⟨

PR #23, opened 2016-04-20
Fixed failing test for v0.9

pelson:
v0.9 of conda-smithy made the good recipe bad, so I've fixed the recipe, and extended the scope of the bad message.


conda_forge_webservices/tests/linting/test_compute_lint_message.py
```diff
@@ -46,6 +46,7 @@ def test_bad_recipe(self):
          * The summary item is expected in the about section.
          * The recipe could do with some maintainers listed in the "extra/recipe-maintainers" section.
          * The recipe must have some tests.
+         * The recipe must have a `build/number` section.
```
jakirkham: :+1: I think this is especially helpful for users less familiar with the format (e.g. devs on the fringe of Python development or not aware of conda/conda-build greatness). After all we suggest in the Readme to change this number. However, if it is not already there, then we may have some confused users.

PR #33, opened 2016-07-24
Change variable `open` to `is_open`

jakirkham:
We don't want to be overriding keywords like `open`. So, change the variable to a different name. It is unfortunate that Python allows this at all.


jakirkham:
Guessing the failure is caused by this not being on the repo itself.

jakirkham:
Failing because of the lack of the token. However, I think this should work fine. Thoughts on how to proceed?

PR #34, opened 2016-07-24
Add status page

jakirkham:
This requires the `statuspage` package be created. Though it looks like that recipe should be ready to go. It may be worth a final review as much has changed since the last one. See PR ( https://github.com/conda-forge/staged-recipes/pull/775 ).

Using `statuspage` is really simple. We just point it at repo, give it a token, and tell it to run `update`. This is basically what `status.py` below is. Right now we are using `GH_TOKEN` as the environment variable. However, I don't really like this as I don't want the status page to potentially get throttled by the linter's rate limit. I already have another bot setup ( @conda-forge-status ) for this task. So we should discuss how we want to do this.

The rest of the code in `webapp.py` is just trying to register us for issue update events on the status page. We may find this is too frequent and need to tone it down. However, I don't have a good feel for that right now without see this in action. So, it may just be easiest to start with this and optimize later. Please review this part carefully.

### DIFF
--- a/conda_forge_webservices/status.py
+++ b/conda_forge_webservices/status.py
@@ -1,0 +1,32 @@
+import os
+import subprocess
+
+
+def update(token=None):
+    if token is None:
+        token = os.environ["GH_TOKEN"]
+
+    subprocess.check_call([
+        "statuspage",
+        "update",
+        "--org",
+        "conda-forge",
+        "--name",
+        "status",
+        "--token",
+        token
+    ])
+
+def main():
+    import argparse
+
+    parser = argparse.ArgumentParser(
+        prog="status",
+        description="Updates the status page.",
+    )
+
+    update(os.environ["GH_TOKEN"])
+
+
+if __name__ == '__main__':
+    main()
--- a/conda_forge_webservices/status.py
+++ b/conda_forge_webservices/status.py
@@ -4,7 +4,7 @@ import subprocess
 
 def update(token=None):
     if token is None:
-        token = os.environ["GH_TOKEN"]
+        token = os.environ["STATUS_GH_TOKEN"]
 
     subprocess.check_call([
         "statuspage",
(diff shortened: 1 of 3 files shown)


jakirkham:
So there actually is a `statuspage` package. If you could look over these changes @pelson, I would be very appreciative.

pelson:
At some point we are likely to want to separate the linting endpoint from the status endpoint. For that reason, I recommend that we add a new handler and new endpoint in the map (https://github.com/jakirkham/conda-forge-webservices/blob/e8191f5d636b3ce3a8dde82cba92d2f0bfc876bf/conda_forge_webservices/webapp.py#L100).

Hitting something like ```status/hook``` would make a lot of sense.

jakirkham:
SGTM

jakirkham:
Alright, I think this is what you want to see. Though I'm a bit confused as to how the feedstocks get registered. So I'm unclear as to whether I have properly limited notifications to the status page repo beforehand.

conda_forge_webservices/status.py
```diff
@@ -0,0 +1,32 @@
...
+
+def main():
+    import argparse
+
+    parser = argparse.ArgumentParser(
+        prog="status",
+        description="Updates the status page.",
+    )
+
+    update(os.environ["GH_TOKEN"])
```
jakirkham: Forgot to rename this one. Fixing in PR ( https://github.com/conda-forge/conda-forge-webservices/pull/35 ).

jakirkham:
FYI enabled `push` for the webhook as well. This is important if we change the layout of the status page in its templates. That way the page will get regenerated if a PR is merged for instance.

jakirkham:
Also, gave `Core` write permissions to that repo. Not sure that admin permissions are really required for regular usage. Though we can certainly discuss.

jakirkham:
Enabled `Issue comment` for the webhook too as it appears the comments will show up in a log for the current problem on the webpage.

jakirkham:
However, we didn't handle these events initially. So we need to update the script to handle them. Fortunately that is pretty easy. See PR ( https://github.com/conda-forge/conda-forge-webservices/pull/37 ) for these changes.

PR #37, opened 2016-08-18
Handle some other status page events

jakirkham:
There are a few other events that appear to result in the status page updating. One of them is if there is a comment on an issue. In this case, the comments will show up under the active issue in the status page. The other is if a commit is pushed to the repo. So if someone updates the logo or the templates, it should change what the webpage looks like. In both cases, we do the exact same thing as if an issue is opened/closed. As a result we just do an update for all of these cases.

### DIFF
--- a/conda_forge_webservices/webapp.py
+++ b/conda_forge_webservices/webapp.py
@@ -91,12 +91,12 @@ class StatusHookHandler(tornado.web.RequestHandler):
 
         if event == 'ping':
             self.write('pong')
-        elif event == 'issues':
+        elif event == 'issues' or event == 'issue_comment' or event == 'push':
             body = tornado.escape.json_decode(self.request.body)
             repo_name = body['repository']['name']
             owner = body['repository']['owner']['login']
 
-            # Only do something if it is an issue on the status page
+            # Only do something if it involves the status page
             if owner == 'conda-forge' and repo_name == 'status':
                 status.update()
         else:


pelson:
I'm wondering if we need to start considering debouncing some of the hooks so that we don't produce many identical updates to the status repo. Additionally, we are going to need to be careful if we are getting a hook back after each commit - because we are adding commits whenever we receive a hook we can end up in an ugly infinite loop 😞

jakirkham:
Was just about to clarify on that point.

`statuspage` won't actually generate a new commit if nothing changed. This is thanks to a fix in [0.4.0]( https://github.com/jayfk/statuspage/blame/master/CHANGELOG.md#L15-L16 ). In any event, we still get an extra request, but should get no more than one.

So the workflow looks like this now if we start with a non-commit change.

1. Do something with issue.
2. Webhook to Heroku.
3. statuspage generates commit.
4. Webhook to Heroku.
5. Nothing changed end.

If the change is a commit we pushed to `master` (i.e. merged PR), what happens in 1 changes, but the other steps remain the same.

jakirkham:
Though interestingly it seems we are getting an error on that additional run (step 5). Before we got a 404 error understandably as we [raised it]( https://github.com/conda-forge/conda-forge-webservices/blob/beb4b83154ef7566bd3f22988a42604fe9d979fa/conda_forge_webservices/webapp.py#L103-L105 ).

With this change in, we are now getting a 500 error. So maybe something is going wrong when handling the no commit case. Perhaps it is giving a non-zero exit code and we need to suppress that somehow.

jakirkham:
Looking at the Heroku logs it seems we are assuming an entry is defined that is not. A short snippet is shown below.

```
File "/app/conda_forge_webservices/webapp.py", line 97, in post
KeyError: 'login'
```

jakirkham:
This PR ( https://github.com/conda-forge/conda-forge-webservices/pull/39 ) should fix it.

PR #39, opened 2016-08-19
Fix push event handling

jakirkham:
Handle the slightly different response for a `push` event. It uses `name` instead of `login` used by `issues` or `issue_comment` events. This is a minor tweak to the changes presented in PR ( https://github.com/conda-forge/conda-forge-webservices/pull/37 ).

### DIFF
--- a/conda_forge_webservices/webapp.py
+++ b/conda_forge_webservices/webapp.py
@@ -93,11 +93,10 @@ class StatusHookHandler(tornado.web.RequestHandler):
             self.write('pong')
         elif event == 'issues' or event == 'issue_comment' or event == 'push':
             body = tornado.escape.json_decode(self.request.body)
-            repo_name = body['repository']['name']
-            owner = body['repository']['owner']['login']
+            repo_full_name = body['repository']['full_name']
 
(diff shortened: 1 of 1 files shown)


pelson:
Definitely needs a comment (and an xref back to here) I think.

jakirkham:
They all have access to the repo's fullname (in other words slug). So, I have changed it to that for simplicity. Honestly I doubt this check is really necessary (just like the owner check for the linter) as we have already limited this by adding the webhook where we saw fit to. In any event, having the check doesn't do any harm so I have left it.

jakirkham:
Does this seem sensible now?

jakirkham:
Hmm...seems to have not rebuilt. Thought it was suppose to do that on `git push`. 😕

The webhook doesn't have an error FWICT. Retriggering it didn't seem to make a difference.

jakirkham:
Looks like it has now been rebuilt. Not sure what was going on before.

jakirkham:
Yay! The webhook is now passing. 😄 Also it successfully did nothing on `push` as the page was already up-to-date.

PR #40, opened 2016-08-19
Use Python 3

jakirkham:
This is as much a question as an actual request. Is there a good reason not to use Python 3 (or for use of Python 2)? As Python 3 handles unicode much better, this may already help solve some annoying linter issues. Thus am proposing we use Python 3 for testing, building, and deployement.

### DIFF
--- a/.travis.yml
+++ b/.travis.yml
@@ -5,8 +5,8 @@ sudo: false
 
 env:
   matrix:
-    - python=2.7
-#    - python=3.5
+#    - python=2.7
+    - python=3.5
 
   global:
     # Adds a GH_TOKEN (pelson) for testing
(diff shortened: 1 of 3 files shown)


pelson:
There was a reason, but I can't remember what it was, and whether it is still valid.
Would you mind testing by pushing the branch onto this repo? The CI should then turn green.

jakirkham:
Sure, let's see what happens. Pushed to `use_python_3` on the repo.

pelson:
Easy to revert if this goes badly. Would you mind deleting that branch now @jakirkham?

jakirkham:
Sure. Removed.

Initially this wasn't working for the status page in a brief test today. Based on the logs it looked like Heroku was forcing ANSI encoding and that was causing some problems. So I set `LANG=en_US.UTF-8` in the config vars and that seemed to fix it. Just something to be aware of.

Tested the linter as well with PR ( https://github.com/conda-forge/rank_filter-feedstock/pull/12 ). That seems to be working alright too.

Issue #45, opened 2016-08-27
Ignore already merged recipes at staged-recipes


jakirkham:
It would be good to have the linter use the git trick that the CIs use at staged-recipes to ignore already merged recipes in PRs. This would make sure that it only lints the recipe in each PR and does not waste time or confuse users by linting recipes that are waiting for feedstock conversion. See PR ( https://github.com/conda-forge/staged-recipes/pull/1373 ) that added this functionality to staged-recipes.

jakirkham:
PR ( https://github.com/conda-forge/conda-forge-webservices/pull/53 ) has a very nice implementation for this problem. In fact, I may try to go back and improve on the work in PR ( https://github.com/conda-forge/staged-recipes/pull/1373 ) based on these proposed changes.

PR #47, opened 2016-08-31
WIP: Purges merged recipes from PRs for linting

jakirkham:
Fixes https://github.com/conda-forge/conda-forge-webservices/issues/45

I'm trying to decide how much value this has. Right now we are grabbing the PR's `head` ref. As such, it is not already merged with `master`. This differs from what the CIs generally due, which is checkout the PR's `merge` ref. As a result, recipes are not really going to *sneak* into one's PR. They will definitely be visible locally in one's recipe directory. Though maybe this will help avoid the impulse of deleting them, which can make the diffs noise. It should also be more flexible as we add more examples or rename existing ones.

⟩

Work through the entries above and report the number of lines that include "package", with nothing else.

> TASK RESPONSE
2